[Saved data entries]
=== Section Start ===

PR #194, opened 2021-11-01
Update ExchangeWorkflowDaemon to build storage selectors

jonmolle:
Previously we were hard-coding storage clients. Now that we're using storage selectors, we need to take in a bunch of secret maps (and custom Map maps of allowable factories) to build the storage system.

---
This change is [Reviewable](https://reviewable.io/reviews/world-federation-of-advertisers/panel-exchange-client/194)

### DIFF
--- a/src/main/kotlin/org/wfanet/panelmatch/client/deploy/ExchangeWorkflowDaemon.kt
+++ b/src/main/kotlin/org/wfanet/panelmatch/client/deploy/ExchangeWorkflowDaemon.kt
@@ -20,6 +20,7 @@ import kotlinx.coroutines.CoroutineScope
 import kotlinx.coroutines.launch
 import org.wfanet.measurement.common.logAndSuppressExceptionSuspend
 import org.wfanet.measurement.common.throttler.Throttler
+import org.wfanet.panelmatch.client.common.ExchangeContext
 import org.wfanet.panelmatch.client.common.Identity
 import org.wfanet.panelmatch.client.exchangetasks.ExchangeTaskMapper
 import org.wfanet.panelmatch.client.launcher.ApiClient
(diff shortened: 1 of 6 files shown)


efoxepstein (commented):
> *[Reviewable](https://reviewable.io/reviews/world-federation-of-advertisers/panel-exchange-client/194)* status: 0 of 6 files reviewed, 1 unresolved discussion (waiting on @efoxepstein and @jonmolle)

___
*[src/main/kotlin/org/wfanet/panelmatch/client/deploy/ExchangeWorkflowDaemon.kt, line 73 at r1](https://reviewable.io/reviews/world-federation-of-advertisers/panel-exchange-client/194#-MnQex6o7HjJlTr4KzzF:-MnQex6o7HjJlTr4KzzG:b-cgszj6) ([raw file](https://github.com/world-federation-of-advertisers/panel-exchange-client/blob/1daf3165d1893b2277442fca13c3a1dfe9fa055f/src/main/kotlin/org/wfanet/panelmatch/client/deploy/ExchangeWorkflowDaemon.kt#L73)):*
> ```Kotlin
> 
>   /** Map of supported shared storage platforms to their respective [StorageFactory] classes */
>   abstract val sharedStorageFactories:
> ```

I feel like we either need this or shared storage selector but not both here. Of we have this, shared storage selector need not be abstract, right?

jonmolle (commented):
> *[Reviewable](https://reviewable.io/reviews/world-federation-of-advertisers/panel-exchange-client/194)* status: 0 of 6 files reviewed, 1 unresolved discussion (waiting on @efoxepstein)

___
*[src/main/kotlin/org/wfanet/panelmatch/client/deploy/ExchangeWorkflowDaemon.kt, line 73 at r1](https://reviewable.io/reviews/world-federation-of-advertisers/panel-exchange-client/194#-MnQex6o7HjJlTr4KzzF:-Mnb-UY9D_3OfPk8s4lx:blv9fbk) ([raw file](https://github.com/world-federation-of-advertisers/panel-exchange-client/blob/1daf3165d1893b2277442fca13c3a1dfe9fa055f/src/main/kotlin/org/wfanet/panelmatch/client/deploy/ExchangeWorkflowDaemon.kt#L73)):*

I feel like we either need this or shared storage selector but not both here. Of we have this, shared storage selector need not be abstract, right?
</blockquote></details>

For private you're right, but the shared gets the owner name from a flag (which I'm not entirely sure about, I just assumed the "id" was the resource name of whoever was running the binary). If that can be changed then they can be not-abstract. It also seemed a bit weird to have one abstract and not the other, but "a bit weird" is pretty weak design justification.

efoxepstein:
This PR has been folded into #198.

=== Section End ===

Problem to work on
After reading the entries above, state how many lines hold the word "jonmolle", with no text besides the number.

Response to the exercise
3